# Work request
Go through the data below line by line and report how many lines contain "executing", giving only that figure.

# # # # #

Issue #3180, opened 2026-08-07
epic(core): give the .planning/ semantic model a single owner — enumeration, windowing, completion, plan-counting


trek-e:
> Drafted with AI assistance during the 2026-08-07 triage sweep of 23 `needs-triage` issues.
> An approved epic does **not** approve its children — each child is its own issue + its own
> `confirmed-bug` before code.
>
> Line numbers are as of `next` @ `86f72a57c` and will drift; the symbol names are the durable
> anchors.
>
> **Scope amended 2026-08-08** following the coverage audit in the comments below. The behavior
> this epic delivers is specified normatively in **[ADR-3180](https://github.com/open-gsd/gsd-core/blob/next/docs/adr/3180-planning-semantic-model-single-owner.md)
> § 7 — The behavior contract** (added by Amendment 3; PR pending), which is the source of truth.
> Where this issue's prose and § 7 disagree, **§ 7 wins** — this body is the tracker view, not the
> specification.

## Epic: give the `.planning/` semantic model a single owner

#2121 consolidated phase-identifier **syntax** behind `src/phase-id.cts` and proved it with
`scripts/lint-phase-id-drift.cjs` (`scanRepo` → **0** independent re-derivations) plus an identity
guard in `tests/phase-id-drift-guard.test.cjs`. That epic closed successfully and the mechanism
works.

It consolidated what a phase is *called*. Nothing consolidated **which phases exist, which
milestone owns them, which are done, and how many plans are live.** Those derivations are
still re-implemented independently at every call site, and they are where this sweep's confirmed
defects live.

### Problem

Semantic derivations, each with multiple independent implementations. In every row a
**correct implementation already exists beside the broken one** — these are not gaps in
knowledge, they are fixes that landed on one copy.

| Derivation | Copies (as scoped) | Copies (as found by the guard) | Correct one | Issues |
|---|---|---|---|---|
| **Milestone windowing** — which headings bound a milestone | 3 | **5** | `currentMilestoneRawRanges` `computeSectionEnd` | #3165, #3166 |
| **Phase enumeration** — which directories count | 4 | ≥5 (`buildStateFrontmatter`) | `cmdRoadmapAnalyze` | #3167, #3161, #3204 |
| **Phase completion** — what makes a phase done | 2, and they disagree | **3** (`buildStateFrontmatter`) | `cmdPhaseComplete` | #3168, #2957 |
[...]

Issue #2645, opened 2026-07-25
workstream progress: deleting a *-VERIFICATION.md raises the reported percentage (Goodhart hole in #2588 verdict gating)


nabki:
### Pre-submission checklist

- [x] I have searched existing issues and this bug has not already been reported

### GSD Version

1.8.0 — but see below: the affected code is **not in a released version**. It lands with #2588 (fix for #2562), where @davesienkowski flagged this consequence during review and judged it out of scope for that PR. Filing it so it is tracked somewhere other than a review thread.

### Runtime

Claude Code

### Operating System

macOS

### Node.js Version

v22.22.0

### Shell

/bin/zsh

### Installation Method

Updated from a previous version

### What happened?

Once #2588 lands, `workstream progress` / `status` / `list` gate phase completeness on the verification verdict: a phase with `SUMMARY ≥ PLAN` counts `in_progress` rather than `complete` when its verdict is `gaps_found` or `human_needed`.

`missing` / `unknown` / `stale` are deliberately **not** in that set, so they still count as complete. That boundary is correct and deliberate — it is what stops verifier-disabled projects reporting 0% forever — but it means **deleting a `*-VERIFICATION.md` file raises the reported percentage**. The verdict becomes `missing`, `missing` is not a failing verdict, and the phase flips to `complete`.

The metric can be improved by destroying the evidence instead of doing the work, and the result it lands on — `100%` while a phase has unresolved gaps — is precisely the symptom #2562 was filed about.

Reproduced against a build of #2588 (`a687e39ad`), two phases in the current milestone, phase 2 verified `gaps_found`:

```
BEFORE rm: 1/2 50%  | phase 2 = in_progress
AFTER  rm: 2/2 100% | phase 2 = complete
```

Note this affects the completion *rollup* only. The workstream `status` field is derived separately (from the current milestone's close artifacts), so it does not flip to `milestone complete` — the workstream reports `executing` at `100%`.

### What did you expect?

Deleting a verification report should not be able to increase reported progress. Removing evidence should, at worst, leave the number unchanged.

### Steps to reproduce

1. Check out #2588 (`a687e39ad`) and `npm run build:lib`.
2. Create a workstream whose `STATE.md` has `milestone: v2.0` and whose `ROADMAP.md` `## Progress` table declares two phases at `v2.0`.
[...]

PR #3232, opened 2026-08-09
fix(#3231): resolve add-decision phase from frontmatter instead of persisting '[Phase ?]'

### LINKED ISSUE #3231: `state add-decision` persists a literal `[Phase ?]` when `--phase` is omitted, though STATE.md frontmatter carries `current_phase`
### GSD Version

1.10.0 (reproduced on `next` @ 86bebce; originally hit on an installed 1.6.0)

### Runtime

Claude Code

### Operating System

Windows

### Node.js Version

v24.18.0

### Shell

Git Bash

### Installation Method

npx @opengsd/gsd-core

### What happened?

`state add-decision` without `--phase` writes a literal `- [Phase ?]:` entry into

The `?` is persisted. A decision entry is a permanent record, so the provenance of
that decision is lost unless a human notices the placeholder and hand-edits it.

I hit this across an 11-plan phase. Every executor agent that recorded a decision
without passing `--phase` produced a `[Phase ?]` entry, and each one hand-repaired
it — so the same defect was silently paid for eleven times. The information needed
to render it correctly was in the file being written, three lines above the
insertion point.

Root cause is a single expression at `src/state.cts:835`:

```ts
const entry = `- [Phase ${phase || '?'}]: ${summaryText}...`;
```

`cmdStateAddDecision` never consults frontmatter. `state-command-router.cts:142`
passes `--phase` straight through with no fallback. The codebase already has the
resolution it needs — `cmdStatePruneDecisions` reads `fm.current_phase` with a
scalar guard at `src/state.cts:3111-3117` — it just isn't reused here.

### What did you expect?

`--phase` omitted → resolve from frontmatter `current_phase`, so the entry reads
`- [Phase 3]: ...`.

Explicit `--phase` should still win. And `?` should still be written when no phase
is resolvable anywhere — an unknown phase should stay visibly unknown, never
guessed.

### Steps to reproduce

```bash
---
gsd_state_version: 1.0
current_phase: 3
status: executing
---

# Project State

## Decisions

MD

gsd-tools state add-decision --summary "Dedup threshold set to 0.85 by sweep"
sed -n '/^## Decisions/,$p' .planning/STATE.md
```

### Error output / logs

```
{
  "added": true,
  "decision": "- [Phase ?]: Dedup threshold set to 0.85 by sweep"
}

## Decisions

- [Phase ?]: Dedup threshold set to 0.85 by sweep
```

Expected `- [Phase 3]: ...` — `current_phase: 3` is in the frontmatter of the very
file being written.

### GSD Configuration

### GSD State (if relevant)

The four-line STATE.md in the repro above is sufficient.

Always

### Impact

### Workaround (if any)

Always pass `--phase` explicitly, or hand-edit STATE.md afterwards. Neither
survives an agent that does not know to do it, which is the case the command is
mostly invoked from.

### Additional context

This is the same family as #2400 (frontmatter/body state contradictions), which
was fixed for one writer. It may also be in scope for the #3180 epic on giving the
`.planning/` semantic model a single owner — happy to close this if it is already
covered there.

I have a fix ready (three-line resolution reusing the existing scalar guard, plus
three regression tests: the fix, an explicit-`--phase` precedence guard, and a
control asserting `?` is retained when genuinely unresolvable). Full `state.test.cjs`
passes at 330/330. Will open a PR once this carries `confirmed-bug`, per
CONTRIBUTING.

### Privacy Checklist

LayerC0de:
## Fix PR

---

## Linked Issue

Fixes #3231

> Filed today. It does **not** yet carry `confirmed-bug` — per CONTRIBUTING I would
> normally wait, and I am happy for this to sit unreviewed or be closed until a
> maintainer confirms. It is opened now only because the fix and its tests were already
> written while reproducing. Also flagged on the issue: this may fall inside the #3180
> epic, in which case close both.

---

## What was broken

`state add-decision` without `--phase` wrote a literal `- [Phase ?]:` entry into
STATE.md, even when the frontmatter of the file being written carried `current_phase`.

## What this fix does

Falls back to frontmatter `current_phase` when `--phase` is omitted. Explicit `--phase`
still wins, and `?` is still written when no phase is resolvable anywhere.

## Root cause

`cmdStateAddDecision` never consulted frontmatter — `src/state.cts:835` was
`` `- [Phase ${phase || '?'}]: ...` `` — and `state-command-router.cts:142` passes
`--phase` through with no fallback.

The resolution already existed in the same file: `cmdStatePruneDecisions` reads
`fm.current_phase` behind a scalar guard (`src/state.cts:3111-3117`). It just was not
reused here. This extracts that read into `readCurrentPhaseFromFrontmatter` and calls it.

The scalar guard is kept deliberately — a non-scalar `current_phase` returns `null`
rather than stringifying to `[object Object]`, which would have replaced a visible
placeholder with an invisible wrong one.

Why it matters beyond cosmetics: a decision entry is a permanent record. The `?` is
persisted, so provenance is lost unless a human notices and hand-edits it. Across one
11-plan phase, every executor agent that recorded a decision without `--phase` produced
a `[Phase ?]` and hand-repaired it — the same defect paid for eleven times, with the
information needed to render it correctly sitting three lines above the insertion point.

### How I verified the fix

Reproduced on `next` @ 86bebce before changing anything (repro script in #3231): a bare
STATE.md with `current_phase: 3` yielded `- [Phase ?]: ...`. After the fix, `- [Phase 3]: ...`.

Full `tests/state.test.cjs`: **330/330 pass** (327 before, plus the 3 added here).

`npm run test:unit`: 1485 tests, 1481 pass, 2 fail. **Both failures are pre-existing and
unrelated** — I verified this by checking out pristine `86bebce`, rebuilding, and running
the two owning files with none of my changes present; they fail identically there:

| Test file | Failing test | Base 86bebce | With this PR |
|---|---|---|---|
| `tests/gsd-statusline.test.cjs` | non-repo directory yields null | 161/162 | 161/162 |
| `tests/workstream-inventory.test.cjs` | broken symlink at the ledger path fails closed (#2645) | 67/68 | 67/68 |

Both look like Windows environment limitations (creating a broken symlink needs
privilege; non-repo detection under a temp dir), not code defects. Worth a separate
issue if they are not already known — happy to file one.

### Regression test added?

Three tests, in `describe('T6 section-splice characterization — add-decision')`:

1. **`without --phase resolves the phase from frontmatter`** — the fix. Fails against
   unfixed code with `phase must come from frontmatter current_phase when --phase is omitted`.
2. **`still honours an explicit --phase over frontmatter`** — precedence guard, so the
   fallback cannot start overriding callers.
3. **`keeps the "?" placeholder when no phase can be resolved`** — control. Passes both
   before and after, so the suite distinguishes this fix from a blanket "never write ?"
   change. An unknown phase should stay visibly unknown, never guessed.

Each was run against the unfixed build first; (1) was observed failing, (3) was observed
passing. A test that cannot fail on the defect is not coverage.

### Platforms tested

- [ ] macOS
- [ ] Linux

### Runtimes tested

- [x] Claude Code
- [ ] Gemini CLI
- [ ] OpenCode

---

## Checklist

- [ ] Linked issue has the `confirmed-bug` label — **not yet; awaiting maintainer triage of #3231**
- [x] All existing tests pass (`npm test`) — 2 pre-existing Windows failures, proven unrelated against pristine `86bebce` (table above)
- [x] `.changeset/` fragment added — `.changeset/3231-add-decision-phase-fallback.md`

## Breaking changes

None. Behavior is unchanged whenever `--phase` is passed, which is how every in-repo
workflow currently calls `add-decision`. The only path that changes is the one that was
producing `[Phase ?]`, and the `?` itself is retained for the genuinely unresolvable case.

## Scope

Three files, +97/-1: `src/state.cts` (+33/-1), `tests/state.test.cjs` (+64), and the
changeset fragment.

### DIFF
--- a/src/state.cts
+++ b/src/state.cts
@@ -814,6 +814,25 @@ function cmdStateUpdateProgress(cwd: string, raw: boolean): void {
   }
 }
 
+/**
+ * Read `current_phase` from STATE.md frontmatter as a display scalar.
+ *
+ * Returns null when the file is unreadable, has no frontmatter, or carries a
+ * non-scalar `current_phase` — every one of which must leave the caller's own
+ * fallback in charge rather than producing a plausible-looking wrong phase.
+ */
+function readCurrentPhaseFromFrontmatter(statePath: string): string | null {
+  try {
+    const fm = extractFrontmatter(fs.readFileSync(statePath, 'utf-8'), statePath) as Record<string, unknown>;
+    const rawPhase = fm?.current_phase;
+    if (typeof rawPhase === 'string') return rawPhase.trim() || null;
+    if (typeof rawPhase === 'number' || typeof rawPhase === 'boolean') return String(rawPhase);
+    return null;
+  } catch {
+    return null;
+  }
+}
+
 function cmdStateAddDecision(cwd: string, options: StateAddDecisionOptions, raw: boolean): void {
   const statePath = planningPaths(cwd).state;
   if (!fs.existsSync(statePath)) { output({ error: 'STATE.md not found' }, raw, undefined); return; }
@@ -832,7 +851,19 @@ function cmdStateAddDecision(cwd: string, options: StateAddDecisionOptions, raw:
 
   if (!summaryText) { output({ error: 'summary required' }, raw, undefined); return; }
 
-  const entry = `- [Phase ${phase || '?'}]: ${summaryText}${rationaleText ? ` — ${rationaleText}` : ''}`;
+  // A decision entry is a permanent record. Writing "[Phase ?]" persists a
+  // placeholder for a fact STATE.md already carries in its own frontmatter, so
+  // the provenance is lost unless a human notices and hand-edits it. When
+  // --phase is omitted, fall back to current_phase.
+  //
+  // The scalar rule mirrors buildStateFrontmatter's fmScalar: only
+  // string/number/boolean are usable, so an object/array current_phase is
+  // ignored rather than stringified into "[object Object]". An explicit --phase
+  // still wins, and "?" is retained for the genuinely unresolvable case — an
+  // unknown phase should stay visibly unknown, never guessed.
+  const resolvedPhase = phase || readCurrentPhaseFromFrontmatter(statePath) || '?';
+
+  const entry = `- [Phase ${resolvedPhase}]: ${summaryText}${rationaleText ? ` — ${rationaleText}` : ''}`;
   let _added = false;
   let created = false;
 
--- a/tests/state.test.cjs
+++ b/tests/state.test.cjs
@@ -5502,6 +5502,70 @@ describe('T6 section-splice characterization — add-decision', () => {
       cleanup(d);
     }
   });
+
+  // A decision recorded without --phase used to be written as a literal
+  // "- [Phase ?]:" even though STATE.md's own frontmatter names the current
+  // phase. The placeholder is persisted, so the provenance of that decision is
+  // lost permanently unless a human notices and hand-edits it.
+  const STATE_FM_PHASE = [
+    '---',
+    "gsd_state_version: '1.0'",
+    'current_phase: 3',
+    'current_phase_name: Sourcing Coverage',
+    'status: executing',
+    '---',
+    '',
+    '# Project State',
+    '',
+    '## Decisions',
+    '',
+  ].join('\n');
+
+  test('add-decision without --phase resolves the phase from frontmatter', () => {
+    const d = createTempProject();
+    try {
+      fs.writeFileSync(path.join(d, '.planning', 'STATE.md'), STATE_FM_PHASE);
+      const result = runGsdTools(['state', 'add-decision', '--summary', 'Threshold set by sweep'], d);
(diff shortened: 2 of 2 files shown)


LayerC0de:
Understood, and the auto-close is correct — #3231 was opened today and has not been triaged, so this PR did not meet the bar. **Not asking for a reopen.** Parking it here so the work is a complete record if and when a maintainer confirms the bug.

Two things tidied since the close, so nothing is waiting on me:

- **Template compliance.** `## Checklist` was the missing required heading. The body now validates locally: `node scripts/pr-template-policy.cjs` → `{"valid":true,"action":"pass","template":"fix"}`.
- **Changeset added** — `.changeset/3231-add-decision-phase-fallback.md` (`type: Fixed`).

If #3231 gets `confirmed-bug`, this branch is ready and I'll open a fresh PR per the bot's instructions. If it's declined, a duplicate of #2400, or already inside the #3180 epic's scope, feel free to close #3231 too — no need to explain, and thanks for the strict gate. It caught me being over-eager rather than the reverse.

# # # # #

# Solution for this task
3